"Even though the web server is public facing, it still has measures of protection enabled on it to protect it from unauthorized access. PicScout.com bypassed those settings plain and simple to get to folders that were not available to them otherwise. The only way to access the supposedly copyrighted image was to view it on the web page. "
In laymans words: Since picscout is a crawler and not a human beeing it can not see the pictures so they have to "intrude" to see the pictures by going into your files and taking a copy of your files.
Is my understanding correct ?
Khan
Correct....if they were only looking at the code of the page like most bots do, then all they would see would be a file name with a path to a folder. If the bot tried to access the folder, then would be blocked, so the bot or spider cannot access the files directly. They use software that "tricks" the security measures that I had in place to think it is actually a user using a web browser, then they further trick the server to giving access to those hidden folders for access, then they download the image so they can compare the meta information. This is the only way they can match up images as people usually rename files so matching the filename would do no good. The problem with this is this bypassing bots and spiders cause excessive bandwidth usage on a server and can affect network performance.
About a year and half ago, I starting noticing our bandwidth usage for our server going up, It nearly doubled to almost 2 GB downloaded every month (it used to be around 600 MB). The number of visitors also jumped up by 20,000 to 30,000 more hits and I thought it was because of our social media tie ins, but I now know it was and still are trollers scanning my server and bypassing security settings to download files they have no business looking at. If they want to actually use a human to view every page on my site looking for copyrighted images and then get screenshot captures of supposedly violations, then that would be completely ok.
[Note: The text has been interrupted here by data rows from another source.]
PR #1255, opened 2019-12-28
Eliminate root_dir usage

Guite:
| Q | A
| --- | ---
| Branch? | symfony5
| Bug fix? | yes
| New feature? | no
| BC breaks? | no
| Deprecations? | no
| Tests pass? | yes
| Fixed tickets | 
| License | MIT
| Doc PR | 

Replaced `root_dir` by `project_dir`. Not sure whether this is the correct way you want to do it, but seems working so far.

### DIFF
--- a/Imagine/Filter/Loader/PasteFilterLoader.php
+++ b/Imagine/Filter/Loader/PasteFilterLoader.php
@@ -25,12 +25,12 @@ class PasteFilterLoader implements LoaderInterface
     /**
      * @var string
      */
-    protected $rootPath;
+    protected $projectDir;
 
-    public function __construct(ImagineInterface $imagine, $rootPath)
+    public function __construct(ImagineInterface $imagine, $projectDir)
     {
         $this->imagine = $imagine;
-        $this->rootPath = $rootPath . '/app';
+        $this->projectDir = $projectDir;
     }
 
     /**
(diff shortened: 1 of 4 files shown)


franmomu:
[The docs of watermark](https://github.com/liip/LiipImagineBundle/blob/master/Resources/doc/filters/general.rst#watermark) should also be updated.

Imagine/Filter/Loader/PasteFilterLoader.php
```diff
@@ -30,7 +30,7 @@ class PasteFilterLoader implements LoaderInterface
     public function __construct(ImagineInterface $imagine, $rootPath)
     {
         $this->imagine = $imagine;
-        $this->rootPath = $rootPath;
+        $this->rootPath = $rootPath . '/app';
```
franmomu: IMO this could be called $projectDir and do not append `/app` and then in the `load` function I would do something like:

```php
$file = $this->projectDir.'/'.$options['image'];

if (!file_exists($file) {
    @trigger_error(
        'The ' . $file . ' does not exists, change the path based on kernel.project_dir parameter',
        E_USER_DEPRECATED
    );
    $file = $this->rootPath.'/app/'.$options['image']
}
```

Guite:
@franmomu added both changes

PR #1259, opened 2020-01-06
Symfony 5 to master

michellesanver:
Time for 2.3.0 release! :)


Command/CacheCommandTrait.php
```diff
@@ -60,7 +60,7 @@ private function setupOutputStyle(InputInterface $input, OutputInterface $output
     private function resolveInputFiltersAndPaths(InputInterface $input): array
     {
         return [
-            $input->getArgument('path'),
+            $input->getArgument('paths'),
```
dbu: is this a bugfix? if not, this could be a BC break

dbu: ah sorry, its an argument, not an option! so no name on the cli that the user of the command types.

Issue #1007, opened 2017-11-17
Allow paste multiple watermarks


Koc:
| Q | A
| --- | ---
| Bug Report? | no
| Feature Request? | yes
| BC Break Report? | no
| RFC? | no
| Imagine Bundle Version | latest

For now it is impossible insert multiple watermarks because filter name is key of the array.

peter-gribanov:
You can solve this problem by creating a additional filter

```yml
services:
    liip_imagine.filter.loader.watermark2:
        class: '%liip_imagine.filter.loader.watermark.class%'
        arguments: [ '@liip_imagine', '%kernel.root_dir%' ]
        tags:
            - { name: liip_imagine.filter.loader, loader: 'watermark2' }
```

and apply it

```yml
liip_imagine:
    filter_sets:
        my_watermark_filter:
            filters:
                watermark:
                    image: 'assets/images/watermark1.png'
                    position: 'topleft'
                watermark2:
                    image: 'assets/images/watermark2.png'
                    position: 'bottomright'
```
But this does not eliminate need to resolve the problem.

dbu:
seems fixed in #1281

PR #1281, opened 2020-05-07
Extend WatermarkFilter with multiple option

tzemp:
Signed-off-by: Timothy Zemp <timothy.zemp@gmail.com>

| Q | A
| --- | ---
| Branch? | 2.0
| Bug fix? | no
| New feature? | yes
| BC breaks? | no
| Deprecations? | no
| Tests pass? | yes
| Fixed tickets | #1007 
| License | MIT
| Doc PR | no

Extends the watermark functionally to allow multiple watermarks of the same type. It tries to paste the watermark onto the image as often as possible.

I'm not sure if "position" is the right way to address this problem, but i can be solved within few lines of code. It can also uses the "size" attribute -> 0.25% -> 4 watermarks per width.

Maybe some validation is required to prevent sizes > 1.0, as this is not validated yet.

Feedback appreciated :-)

### DIFF
--- a/Imagine/Filter/Loader/WatermarkFilterLoader.php
+++ b/Imagine/Filter/Loader/WatermarkFilterLoader.php
@@ -70,6 +70,21 @@ class WatermarkFilterLoader implements LoaderInterface
             $watermarkSize = $watermark->getSize();
         }
 
+        if ('multiple' === $options['position']) {
+            // we loop over the coordinates of the image to apply the watermark as much as possible
+            $pasteX = 0;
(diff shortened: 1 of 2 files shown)


dbu (approved):
cool!

peter-gribanov:
As far as i understand, the watermark is paved in the picture over its entire area. Perhaps the option should have been named "pave"?

Problem #1007 talks about adding several different watermarks to one picture with the ability to choose the location of the watermarks, and not about pave the entire picture with one watermark.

I have already tracked down more IP addresses PicScout uses that are in the US including ones set aside to roll over to when their primary one gets found out. It is truly amazing what searches on the Internet will uncover.
I am hoping to have a spreadsheet compiled of all of the more devious bots and spider domain info and IP addressing. I need to have this so I can run my filters on our firewall logs so I can see when and how they were coming into my network and into my web server.